Wherever a line of the records contains "What", copy that line.

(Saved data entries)

________________________________________

PR #8074, opened 2025-02-26
feat(nova): add grants for user metis

IvoGoman:
the metis user requires 'replication replica' to access the binlog
this adds the grants to nova, nova_api and nova_cell mariadbs

### DIFF
--- a/openstack/nova/Chart.yaml
+++ b/openstack/nova/Chart.yaml
@@ -2,7 +2,7 @@ apiVersion: v2
 description: A Helm chart for Kubernetes
 name: nova
 icon: https://www.openstack.org/themes/openstack/images/project-mascots/Nova/OpenStack_Project_Nova_mascot.png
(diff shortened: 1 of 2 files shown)


joker-at-work (changes requested):
You should also replicate the cell2 and thus need change `mariadb_cell2`

joker-at-work:
What does "feat(nova/nova-api)" mean? afaik, we only have a "nova" helm-chart and no "nova-api" chart.

IvoGoman:
> What does "feat(nova/nova-api)" mean? afaik, we only have a "nova" helm-chart and no "nova-api" chart.

I was thinking in terms of MariaDBs, but then I would need to add the cell as well for consistency. So yes, nova should be sufficient.

IvoGoman:
Closing this PR. Grants are moved to internal PR specifying the User Credentials.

________________________________________

> [Written solution]:
What does "feat(nova/nova-api)" mean? afaik, we only have a "nova" helm-chart and no "nova-api" chart.
> What does "feat(nova/nova-api)" mean? afaik, we only have a "nova" helm-chart and no "nova-api" chart.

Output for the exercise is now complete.